> [EXERCISE INSTRUCTIONS] Match the string "shown" against each line below, and copy every line that matches.

> [DATASET EXCERPTS]
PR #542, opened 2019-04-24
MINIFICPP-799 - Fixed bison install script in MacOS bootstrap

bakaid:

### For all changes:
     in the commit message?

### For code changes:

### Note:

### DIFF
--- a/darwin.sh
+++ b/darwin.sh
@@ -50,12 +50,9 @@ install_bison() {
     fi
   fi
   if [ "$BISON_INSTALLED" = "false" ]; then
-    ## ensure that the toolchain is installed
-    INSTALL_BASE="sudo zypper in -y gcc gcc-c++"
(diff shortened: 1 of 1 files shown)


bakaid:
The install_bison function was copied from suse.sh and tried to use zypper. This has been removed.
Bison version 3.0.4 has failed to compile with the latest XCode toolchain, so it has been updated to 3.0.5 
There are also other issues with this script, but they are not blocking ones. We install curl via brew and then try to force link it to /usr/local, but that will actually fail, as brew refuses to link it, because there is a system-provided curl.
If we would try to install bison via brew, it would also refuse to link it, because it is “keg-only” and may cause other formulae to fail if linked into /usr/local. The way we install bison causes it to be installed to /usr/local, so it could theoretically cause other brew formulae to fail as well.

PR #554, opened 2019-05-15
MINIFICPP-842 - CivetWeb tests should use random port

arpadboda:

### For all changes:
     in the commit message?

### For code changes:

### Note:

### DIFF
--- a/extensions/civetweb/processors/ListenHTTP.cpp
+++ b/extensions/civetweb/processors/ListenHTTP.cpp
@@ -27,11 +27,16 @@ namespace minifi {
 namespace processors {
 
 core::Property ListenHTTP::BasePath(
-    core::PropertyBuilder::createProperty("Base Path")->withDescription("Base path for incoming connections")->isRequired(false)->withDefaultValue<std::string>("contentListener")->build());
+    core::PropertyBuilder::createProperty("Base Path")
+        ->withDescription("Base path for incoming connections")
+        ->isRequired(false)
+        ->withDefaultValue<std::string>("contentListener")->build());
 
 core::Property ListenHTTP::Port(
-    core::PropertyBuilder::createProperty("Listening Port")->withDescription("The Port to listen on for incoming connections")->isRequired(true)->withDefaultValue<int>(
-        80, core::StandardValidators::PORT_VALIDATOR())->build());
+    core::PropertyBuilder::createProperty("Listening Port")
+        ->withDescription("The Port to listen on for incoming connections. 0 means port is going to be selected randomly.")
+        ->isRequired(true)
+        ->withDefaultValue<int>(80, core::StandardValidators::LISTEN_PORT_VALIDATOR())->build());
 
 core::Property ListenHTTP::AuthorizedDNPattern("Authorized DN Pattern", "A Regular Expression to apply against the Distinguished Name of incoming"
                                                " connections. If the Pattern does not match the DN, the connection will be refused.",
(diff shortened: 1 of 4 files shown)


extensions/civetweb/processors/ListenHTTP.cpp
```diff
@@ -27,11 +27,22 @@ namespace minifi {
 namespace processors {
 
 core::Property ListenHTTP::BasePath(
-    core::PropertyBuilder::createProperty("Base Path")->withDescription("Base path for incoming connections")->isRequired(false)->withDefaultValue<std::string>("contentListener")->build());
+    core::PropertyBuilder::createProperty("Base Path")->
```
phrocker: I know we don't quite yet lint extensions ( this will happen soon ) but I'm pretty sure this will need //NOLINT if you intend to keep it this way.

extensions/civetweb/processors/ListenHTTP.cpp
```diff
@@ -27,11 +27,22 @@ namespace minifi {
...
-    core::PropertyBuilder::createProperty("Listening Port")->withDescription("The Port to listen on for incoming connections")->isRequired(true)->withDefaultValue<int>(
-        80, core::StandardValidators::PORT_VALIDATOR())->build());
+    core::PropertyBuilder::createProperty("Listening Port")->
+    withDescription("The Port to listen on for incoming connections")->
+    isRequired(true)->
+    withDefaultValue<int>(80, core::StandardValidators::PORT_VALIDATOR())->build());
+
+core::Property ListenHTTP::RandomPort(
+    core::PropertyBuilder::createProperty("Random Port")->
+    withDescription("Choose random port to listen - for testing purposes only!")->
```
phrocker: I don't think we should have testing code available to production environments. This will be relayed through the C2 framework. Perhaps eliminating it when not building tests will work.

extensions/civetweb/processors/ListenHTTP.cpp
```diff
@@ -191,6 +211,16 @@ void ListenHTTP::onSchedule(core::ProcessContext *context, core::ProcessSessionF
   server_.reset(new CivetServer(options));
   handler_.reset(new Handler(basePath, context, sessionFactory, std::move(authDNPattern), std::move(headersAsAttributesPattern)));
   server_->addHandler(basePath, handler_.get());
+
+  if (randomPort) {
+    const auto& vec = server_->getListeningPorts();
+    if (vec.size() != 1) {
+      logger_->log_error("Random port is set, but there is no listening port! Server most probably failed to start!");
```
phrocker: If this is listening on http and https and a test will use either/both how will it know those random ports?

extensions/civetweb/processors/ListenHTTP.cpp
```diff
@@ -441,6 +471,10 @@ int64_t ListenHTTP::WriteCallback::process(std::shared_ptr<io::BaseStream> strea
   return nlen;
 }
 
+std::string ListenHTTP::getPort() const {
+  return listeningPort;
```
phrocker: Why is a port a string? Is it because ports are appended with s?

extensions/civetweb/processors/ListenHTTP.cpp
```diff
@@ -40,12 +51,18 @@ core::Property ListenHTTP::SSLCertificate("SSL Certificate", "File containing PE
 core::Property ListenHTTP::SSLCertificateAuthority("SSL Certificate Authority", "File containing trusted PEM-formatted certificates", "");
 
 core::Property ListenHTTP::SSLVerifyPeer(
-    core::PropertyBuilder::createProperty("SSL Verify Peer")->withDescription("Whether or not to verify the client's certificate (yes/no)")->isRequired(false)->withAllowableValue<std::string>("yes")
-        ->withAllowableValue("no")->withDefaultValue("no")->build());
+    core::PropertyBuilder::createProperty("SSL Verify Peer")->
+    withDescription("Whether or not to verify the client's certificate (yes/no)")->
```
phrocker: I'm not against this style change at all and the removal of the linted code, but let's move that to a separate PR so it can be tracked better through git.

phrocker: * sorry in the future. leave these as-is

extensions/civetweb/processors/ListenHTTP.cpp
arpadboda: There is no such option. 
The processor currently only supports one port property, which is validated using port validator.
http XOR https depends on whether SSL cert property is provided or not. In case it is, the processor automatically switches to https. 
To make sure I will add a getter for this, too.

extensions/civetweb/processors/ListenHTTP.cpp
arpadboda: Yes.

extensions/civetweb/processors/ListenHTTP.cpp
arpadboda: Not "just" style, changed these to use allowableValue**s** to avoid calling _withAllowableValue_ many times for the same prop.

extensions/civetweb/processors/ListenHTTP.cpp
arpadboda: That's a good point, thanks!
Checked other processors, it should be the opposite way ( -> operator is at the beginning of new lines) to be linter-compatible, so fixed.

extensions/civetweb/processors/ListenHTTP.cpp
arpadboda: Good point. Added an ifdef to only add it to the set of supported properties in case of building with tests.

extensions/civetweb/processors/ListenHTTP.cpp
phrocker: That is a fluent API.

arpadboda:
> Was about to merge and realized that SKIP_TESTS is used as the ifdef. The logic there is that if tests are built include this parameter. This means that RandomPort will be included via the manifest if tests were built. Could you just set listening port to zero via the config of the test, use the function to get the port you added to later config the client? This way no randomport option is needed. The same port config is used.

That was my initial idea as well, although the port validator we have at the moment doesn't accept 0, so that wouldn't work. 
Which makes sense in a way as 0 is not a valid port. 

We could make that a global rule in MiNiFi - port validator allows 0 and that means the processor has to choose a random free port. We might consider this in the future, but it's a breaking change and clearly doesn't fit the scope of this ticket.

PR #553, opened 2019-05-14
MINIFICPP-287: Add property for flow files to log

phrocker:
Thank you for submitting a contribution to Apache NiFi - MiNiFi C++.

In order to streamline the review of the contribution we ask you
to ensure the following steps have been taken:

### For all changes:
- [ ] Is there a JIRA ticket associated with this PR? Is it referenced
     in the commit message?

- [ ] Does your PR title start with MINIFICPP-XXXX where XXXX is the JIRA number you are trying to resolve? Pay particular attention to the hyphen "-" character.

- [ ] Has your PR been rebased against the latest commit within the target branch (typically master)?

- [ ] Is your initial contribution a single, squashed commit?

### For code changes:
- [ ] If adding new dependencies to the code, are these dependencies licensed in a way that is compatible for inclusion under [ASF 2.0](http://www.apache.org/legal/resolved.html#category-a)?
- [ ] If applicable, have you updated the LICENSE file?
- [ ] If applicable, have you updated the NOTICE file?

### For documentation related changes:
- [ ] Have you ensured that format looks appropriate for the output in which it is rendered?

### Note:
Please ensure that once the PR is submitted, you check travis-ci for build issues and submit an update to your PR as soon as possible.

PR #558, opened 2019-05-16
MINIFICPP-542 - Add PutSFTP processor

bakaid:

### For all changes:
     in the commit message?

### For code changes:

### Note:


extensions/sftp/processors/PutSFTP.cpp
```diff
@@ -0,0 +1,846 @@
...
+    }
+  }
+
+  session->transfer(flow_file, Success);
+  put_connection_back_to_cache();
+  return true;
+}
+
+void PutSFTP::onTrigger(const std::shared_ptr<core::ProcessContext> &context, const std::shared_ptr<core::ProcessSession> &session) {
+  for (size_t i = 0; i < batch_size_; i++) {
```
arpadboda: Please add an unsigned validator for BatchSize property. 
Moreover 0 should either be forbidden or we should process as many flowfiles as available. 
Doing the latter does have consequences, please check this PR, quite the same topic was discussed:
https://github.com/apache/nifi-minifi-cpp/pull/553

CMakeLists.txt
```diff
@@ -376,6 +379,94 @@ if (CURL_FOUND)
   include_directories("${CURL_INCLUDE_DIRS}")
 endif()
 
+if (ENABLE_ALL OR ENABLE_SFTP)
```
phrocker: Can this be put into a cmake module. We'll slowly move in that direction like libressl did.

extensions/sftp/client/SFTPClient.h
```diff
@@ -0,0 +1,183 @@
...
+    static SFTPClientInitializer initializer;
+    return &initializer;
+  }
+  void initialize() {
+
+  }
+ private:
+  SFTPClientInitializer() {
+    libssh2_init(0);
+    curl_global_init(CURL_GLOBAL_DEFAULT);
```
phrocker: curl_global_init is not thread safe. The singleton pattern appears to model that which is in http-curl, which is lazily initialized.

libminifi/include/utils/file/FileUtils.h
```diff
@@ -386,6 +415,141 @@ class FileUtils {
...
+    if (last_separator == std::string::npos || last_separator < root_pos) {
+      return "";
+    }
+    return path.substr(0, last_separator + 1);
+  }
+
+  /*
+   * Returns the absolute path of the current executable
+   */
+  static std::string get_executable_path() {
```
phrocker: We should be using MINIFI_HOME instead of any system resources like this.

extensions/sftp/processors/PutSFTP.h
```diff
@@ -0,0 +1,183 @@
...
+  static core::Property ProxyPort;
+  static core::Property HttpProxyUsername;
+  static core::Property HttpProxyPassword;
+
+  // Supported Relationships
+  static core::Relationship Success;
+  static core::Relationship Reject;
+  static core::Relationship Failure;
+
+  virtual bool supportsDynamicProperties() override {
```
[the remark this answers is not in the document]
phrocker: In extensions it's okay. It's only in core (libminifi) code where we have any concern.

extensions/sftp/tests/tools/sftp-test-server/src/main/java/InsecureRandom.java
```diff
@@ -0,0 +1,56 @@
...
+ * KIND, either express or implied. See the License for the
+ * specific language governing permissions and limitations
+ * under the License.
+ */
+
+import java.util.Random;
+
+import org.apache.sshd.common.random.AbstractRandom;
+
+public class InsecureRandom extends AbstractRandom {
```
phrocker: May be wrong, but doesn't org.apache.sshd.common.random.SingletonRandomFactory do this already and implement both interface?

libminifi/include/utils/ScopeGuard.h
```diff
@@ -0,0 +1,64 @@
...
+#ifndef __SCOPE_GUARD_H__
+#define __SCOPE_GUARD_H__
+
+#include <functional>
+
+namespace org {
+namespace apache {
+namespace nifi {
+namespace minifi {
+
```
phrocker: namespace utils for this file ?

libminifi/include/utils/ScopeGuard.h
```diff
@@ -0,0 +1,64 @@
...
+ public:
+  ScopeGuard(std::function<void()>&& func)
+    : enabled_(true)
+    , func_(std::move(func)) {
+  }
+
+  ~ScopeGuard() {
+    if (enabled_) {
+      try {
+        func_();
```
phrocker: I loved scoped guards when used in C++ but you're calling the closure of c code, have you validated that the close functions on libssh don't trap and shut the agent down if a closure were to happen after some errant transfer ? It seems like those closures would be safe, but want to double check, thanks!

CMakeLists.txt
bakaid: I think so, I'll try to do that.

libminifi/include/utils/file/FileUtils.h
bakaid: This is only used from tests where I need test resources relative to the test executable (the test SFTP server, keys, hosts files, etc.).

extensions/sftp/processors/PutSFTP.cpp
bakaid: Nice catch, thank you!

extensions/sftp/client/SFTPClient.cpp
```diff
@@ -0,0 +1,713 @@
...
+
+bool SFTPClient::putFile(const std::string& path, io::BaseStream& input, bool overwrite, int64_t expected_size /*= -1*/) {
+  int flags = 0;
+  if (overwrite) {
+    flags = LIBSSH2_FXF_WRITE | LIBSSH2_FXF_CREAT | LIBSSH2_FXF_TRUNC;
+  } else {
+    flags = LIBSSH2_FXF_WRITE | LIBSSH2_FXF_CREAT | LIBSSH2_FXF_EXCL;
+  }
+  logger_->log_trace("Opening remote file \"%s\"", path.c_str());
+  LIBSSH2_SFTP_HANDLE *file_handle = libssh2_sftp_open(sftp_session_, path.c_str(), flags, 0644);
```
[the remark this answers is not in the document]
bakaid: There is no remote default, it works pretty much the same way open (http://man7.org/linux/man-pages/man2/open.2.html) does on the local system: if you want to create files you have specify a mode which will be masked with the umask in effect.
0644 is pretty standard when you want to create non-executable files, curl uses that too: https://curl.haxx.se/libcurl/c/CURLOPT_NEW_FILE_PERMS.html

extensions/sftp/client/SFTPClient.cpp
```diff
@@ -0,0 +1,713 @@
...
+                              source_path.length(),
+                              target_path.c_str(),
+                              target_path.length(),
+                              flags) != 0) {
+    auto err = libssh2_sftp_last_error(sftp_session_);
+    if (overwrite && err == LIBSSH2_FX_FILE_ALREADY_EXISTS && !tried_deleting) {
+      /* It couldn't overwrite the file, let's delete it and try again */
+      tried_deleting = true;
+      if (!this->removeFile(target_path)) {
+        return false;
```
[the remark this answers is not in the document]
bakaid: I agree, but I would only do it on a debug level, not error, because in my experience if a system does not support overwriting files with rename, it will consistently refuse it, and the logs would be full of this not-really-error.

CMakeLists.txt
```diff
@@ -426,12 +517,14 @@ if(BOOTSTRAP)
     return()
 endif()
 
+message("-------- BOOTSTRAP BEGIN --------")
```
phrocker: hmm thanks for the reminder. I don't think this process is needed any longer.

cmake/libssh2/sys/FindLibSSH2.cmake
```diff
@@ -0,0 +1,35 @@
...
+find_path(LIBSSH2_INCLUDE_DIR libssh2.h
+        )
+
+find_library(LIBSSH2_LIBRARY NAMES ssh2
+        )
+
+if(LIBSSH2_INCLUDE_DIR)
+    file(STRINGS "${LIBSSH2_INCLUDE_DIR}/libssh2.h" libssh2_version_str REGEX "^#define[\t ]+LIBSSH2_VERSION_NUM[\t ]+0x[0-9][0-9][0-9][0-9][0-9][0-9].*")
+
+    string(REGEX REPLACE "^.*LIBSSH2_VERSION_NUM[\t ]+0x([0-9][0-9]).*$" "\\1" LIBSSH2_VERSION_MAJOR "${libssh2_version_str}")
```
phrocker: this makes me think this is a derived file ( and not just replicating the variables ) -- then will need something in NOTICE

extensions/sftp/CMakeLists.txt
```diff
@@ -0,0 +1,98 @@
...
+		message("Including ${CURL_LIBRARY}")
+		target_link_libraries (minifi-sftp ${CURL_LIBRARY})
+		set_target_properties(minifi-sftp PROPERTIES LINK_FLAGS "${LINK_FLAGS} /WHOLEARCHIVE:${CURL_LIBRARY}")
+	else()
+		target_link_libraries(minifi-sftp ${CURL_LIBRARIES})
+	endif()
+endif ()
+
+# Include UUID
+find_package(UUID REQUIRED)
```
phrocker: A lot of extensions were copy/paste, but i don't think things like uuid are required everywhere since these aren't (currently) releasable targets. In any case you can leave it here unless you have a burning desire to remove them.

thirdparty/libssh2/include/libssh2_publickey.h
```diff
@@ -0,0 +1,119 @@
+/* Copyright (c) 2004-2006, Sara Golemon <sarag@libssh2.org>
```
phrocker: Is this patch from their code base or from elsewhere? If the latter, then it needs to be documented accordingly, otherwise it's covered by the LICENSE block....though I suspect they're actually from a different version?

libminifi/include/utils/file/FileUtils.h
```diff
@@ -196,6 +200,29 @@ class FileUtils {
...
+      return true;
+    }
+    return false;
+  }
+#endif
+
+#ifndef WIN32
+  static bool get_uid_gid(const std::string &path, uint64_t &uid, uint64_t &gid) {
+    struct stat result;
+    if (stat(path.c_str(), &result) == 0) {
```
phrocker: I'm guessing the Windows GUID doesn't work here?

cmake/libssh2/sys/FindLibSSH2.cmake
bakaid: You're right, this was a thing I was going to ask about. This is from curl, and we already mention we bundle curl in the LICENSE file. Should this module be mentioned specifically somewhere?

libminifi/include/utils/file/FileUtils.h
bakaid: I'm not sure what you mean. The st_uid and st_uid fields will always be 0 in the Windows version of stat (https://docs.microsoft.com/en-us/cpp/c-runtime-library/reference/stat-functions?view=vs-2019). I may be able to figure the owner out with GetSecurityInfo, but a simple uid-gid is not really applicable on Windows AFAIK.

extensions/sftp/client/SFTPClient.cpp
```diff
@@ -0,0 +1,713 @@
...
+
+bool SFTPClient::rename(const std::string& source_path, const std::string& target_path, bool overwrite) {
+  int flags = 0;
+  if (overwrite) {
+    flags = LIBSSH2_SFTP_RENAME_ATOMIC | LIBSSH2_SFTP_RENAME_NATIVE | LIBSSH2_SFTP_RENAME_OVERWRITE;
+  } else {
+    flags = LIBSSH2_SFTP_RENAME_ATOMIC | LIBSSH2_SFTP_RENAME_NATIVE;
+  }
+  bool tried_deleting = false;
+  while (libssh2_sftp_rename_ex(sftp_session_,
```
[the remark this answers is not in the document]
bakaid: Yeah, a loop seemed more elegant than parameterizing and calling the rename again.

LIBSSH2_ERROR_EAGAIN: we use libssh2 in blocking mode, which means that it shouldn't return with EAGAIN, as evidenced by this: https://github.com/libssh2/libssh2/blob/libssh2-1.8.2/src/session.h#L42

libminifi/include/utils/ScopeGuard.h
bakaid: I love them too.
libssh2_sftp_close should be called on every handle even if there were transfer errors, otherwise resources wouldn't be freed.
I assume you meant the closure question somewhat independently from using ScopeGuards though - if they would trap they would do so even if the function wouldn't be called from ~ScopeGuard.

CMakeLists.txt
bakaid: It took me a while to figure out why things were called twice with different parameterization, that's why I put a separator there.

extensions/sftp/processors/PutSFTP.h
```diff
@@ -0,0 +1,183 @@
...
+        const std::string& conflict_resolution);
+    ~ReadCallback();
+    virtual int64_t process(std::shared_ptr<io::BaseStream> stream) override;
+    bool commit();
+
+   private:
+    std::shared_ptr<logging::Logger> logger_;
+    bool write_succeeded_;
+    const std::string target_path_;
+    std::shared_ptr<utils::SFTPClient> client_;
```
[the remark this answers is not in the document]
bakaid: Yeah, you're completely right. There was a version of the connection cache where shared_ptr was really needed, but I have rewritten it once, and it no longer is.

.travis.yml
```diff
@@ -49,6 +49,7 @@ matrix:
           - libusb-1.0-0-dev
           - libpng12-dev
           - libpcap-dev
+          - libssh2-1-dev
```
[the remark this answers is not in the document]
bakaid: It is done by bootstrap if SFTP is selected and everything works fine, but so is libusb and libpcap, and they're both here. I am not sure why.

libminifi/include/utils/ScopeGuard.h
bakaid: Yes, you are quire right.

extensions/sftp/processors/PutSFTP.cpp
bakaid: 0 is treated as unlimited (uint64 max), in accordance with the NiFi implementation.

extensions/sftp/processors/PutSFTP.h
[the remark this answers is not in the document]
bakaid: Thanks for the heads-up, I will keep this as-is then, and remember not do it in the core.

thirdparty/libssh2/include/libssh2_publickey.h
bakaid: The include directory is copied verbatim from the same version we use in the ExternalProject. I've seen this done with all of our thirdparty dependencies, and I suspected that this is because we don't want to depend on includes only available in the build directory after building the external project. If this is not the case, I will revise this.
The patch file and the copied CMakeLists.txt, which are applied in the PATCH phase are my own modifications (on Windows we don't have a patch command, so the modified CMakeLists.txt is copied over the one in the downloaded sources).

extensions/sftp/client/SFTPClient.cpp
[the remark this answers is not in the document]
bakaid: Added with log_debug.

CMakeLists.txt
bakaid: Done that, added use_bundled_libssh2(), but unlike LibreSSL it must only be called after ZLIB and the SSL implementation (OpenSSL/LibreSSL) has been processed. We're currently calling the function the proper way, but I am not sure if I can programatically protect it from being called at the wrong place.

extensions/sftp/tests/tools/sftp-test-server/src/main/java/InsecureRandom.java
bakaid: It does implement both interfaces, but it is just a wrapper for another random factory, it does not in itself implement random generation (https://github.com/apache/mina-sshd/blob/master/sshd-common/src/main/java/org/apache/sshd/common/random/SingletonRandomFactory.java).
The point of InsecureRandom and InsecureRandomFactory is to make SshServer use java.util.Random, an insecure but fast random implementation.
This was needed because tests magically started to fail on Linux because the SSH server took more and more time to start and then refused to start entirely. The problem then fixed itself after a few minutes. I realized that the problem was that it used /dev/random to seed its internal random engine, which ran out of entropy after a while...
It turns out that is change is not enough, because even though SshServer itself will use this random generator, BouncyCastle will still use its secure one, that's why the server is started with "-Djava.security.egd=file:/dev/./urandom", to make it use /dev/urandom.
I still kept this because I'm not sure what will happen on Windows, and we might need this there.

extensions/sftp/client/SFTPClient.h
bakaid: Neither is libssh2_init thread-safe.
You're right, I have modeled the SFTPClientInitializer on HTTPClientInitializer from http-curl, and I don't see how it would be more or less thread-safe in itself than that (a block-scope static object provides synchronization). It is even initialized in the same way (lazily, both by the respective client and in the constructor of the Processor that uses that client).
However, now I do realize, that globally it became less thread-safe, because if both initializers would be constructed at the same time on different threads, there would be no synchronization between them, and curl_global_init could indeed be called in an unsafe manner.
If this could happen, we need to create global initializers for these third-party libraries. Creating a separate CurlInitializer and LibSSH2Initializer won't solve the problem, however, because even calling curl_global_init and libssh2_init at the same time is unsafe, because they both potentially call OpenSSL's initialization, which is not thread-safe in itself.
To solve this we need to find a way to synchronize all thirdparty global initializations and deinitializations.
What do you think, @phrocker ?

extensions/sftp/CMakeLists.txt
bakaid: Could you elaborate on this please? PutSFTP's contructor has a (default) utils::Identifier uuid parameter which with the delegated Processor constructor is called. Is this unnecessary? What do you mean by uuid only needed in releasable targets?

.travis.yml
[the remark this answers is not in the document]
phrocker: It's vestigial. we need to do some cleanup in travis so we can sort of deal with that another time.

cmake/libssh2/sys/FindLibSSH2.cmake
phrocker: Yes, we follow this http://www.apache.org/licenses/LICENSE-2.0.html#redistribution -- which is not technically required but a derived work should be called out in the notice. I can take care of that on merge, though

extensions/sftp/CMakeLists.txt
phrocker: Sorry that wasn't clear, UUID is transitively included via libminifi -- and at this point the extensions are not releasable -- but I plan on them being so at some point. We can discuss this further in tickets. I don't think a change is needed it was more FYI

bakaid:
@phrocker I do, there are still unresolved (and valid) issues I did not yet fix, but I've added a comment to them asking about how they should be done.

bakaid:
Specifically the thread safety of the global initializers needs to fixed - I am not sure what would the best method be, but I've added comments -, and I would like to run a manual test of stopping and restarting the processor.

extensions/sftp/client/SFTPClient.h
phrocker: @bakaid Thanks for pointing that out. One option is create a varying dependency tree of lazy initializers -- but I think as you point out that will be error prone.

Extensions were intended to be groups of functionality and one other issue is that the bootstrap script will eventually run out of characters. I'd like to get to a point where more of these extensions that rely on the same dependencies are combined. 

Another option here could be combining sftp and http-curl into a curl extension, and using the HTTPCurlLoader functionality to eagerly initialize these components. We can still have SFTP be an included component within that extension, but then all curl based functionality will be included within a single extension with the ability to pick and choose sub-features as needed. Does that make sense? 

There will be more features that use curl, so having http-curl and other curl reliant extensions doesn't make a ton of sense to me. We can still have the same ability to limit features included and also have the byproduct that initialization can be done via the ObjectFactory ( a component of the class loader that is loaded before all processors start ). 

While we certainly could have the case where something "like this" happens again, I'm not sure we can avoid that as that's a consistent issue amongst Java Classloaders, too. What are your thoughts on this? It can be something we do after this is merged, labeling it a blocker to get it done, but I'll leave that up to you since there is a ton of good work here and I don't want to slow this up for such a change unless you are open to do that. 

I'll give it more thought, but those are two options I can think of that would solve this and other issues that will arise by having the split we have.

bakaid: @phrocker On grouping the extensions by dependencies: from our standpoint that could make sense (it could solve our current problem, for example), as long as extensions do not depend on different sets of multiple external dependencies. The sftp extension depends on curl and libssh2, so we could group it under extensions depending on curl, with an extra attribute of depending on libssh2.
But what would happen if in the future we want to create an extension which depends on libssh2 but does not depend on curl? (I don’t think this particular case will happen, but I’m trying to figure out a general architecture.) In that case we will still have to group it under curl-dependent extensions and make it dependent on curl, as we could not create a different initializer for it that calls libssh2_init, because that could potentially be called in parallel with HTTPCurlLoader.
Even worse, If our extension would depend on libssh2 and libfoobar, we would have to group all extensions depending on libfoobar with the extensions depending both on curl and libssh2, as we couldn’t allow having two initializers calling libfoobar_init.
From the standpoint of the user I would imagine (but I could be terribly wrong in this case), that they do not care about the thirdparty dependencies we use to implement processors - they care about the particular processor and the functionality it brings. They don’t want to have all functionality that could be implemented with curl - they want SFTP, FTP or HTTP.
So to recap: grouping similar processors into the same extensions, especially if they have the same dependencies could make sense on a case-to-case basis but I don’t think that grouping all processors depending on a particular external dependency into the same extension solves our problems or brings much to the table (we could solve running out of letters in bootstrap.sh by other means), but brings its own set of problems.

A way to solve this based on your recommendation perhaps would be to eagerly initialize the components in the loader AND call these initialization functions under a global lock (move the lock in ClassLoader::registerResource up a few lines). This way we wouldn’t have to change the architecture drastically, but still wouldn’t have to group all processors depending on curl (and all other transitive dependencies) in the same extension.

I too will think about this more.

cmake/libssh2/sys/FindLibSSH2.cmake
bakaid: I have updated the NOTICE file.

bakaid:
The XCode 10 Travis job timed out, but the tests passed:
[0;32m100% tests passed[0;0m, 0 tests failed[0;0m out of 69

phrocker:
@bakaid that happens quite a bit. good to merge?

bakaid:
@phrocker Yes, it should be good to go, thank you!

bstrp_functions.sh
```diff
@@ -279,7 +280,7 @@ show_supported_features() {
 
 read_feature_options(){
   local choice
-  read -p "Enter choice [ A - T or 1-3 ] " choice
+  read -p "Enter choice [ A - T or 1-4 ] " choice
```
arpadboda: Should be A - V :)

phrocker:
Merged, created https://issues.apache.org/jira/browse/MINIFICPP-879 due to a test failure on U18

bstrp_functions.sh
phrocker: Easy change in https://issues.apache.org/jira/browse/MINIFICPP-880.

> [OUTPUT]
(diff shortened: 1 of 1 files shown)
(diff shortened: 1 of 4 files shown)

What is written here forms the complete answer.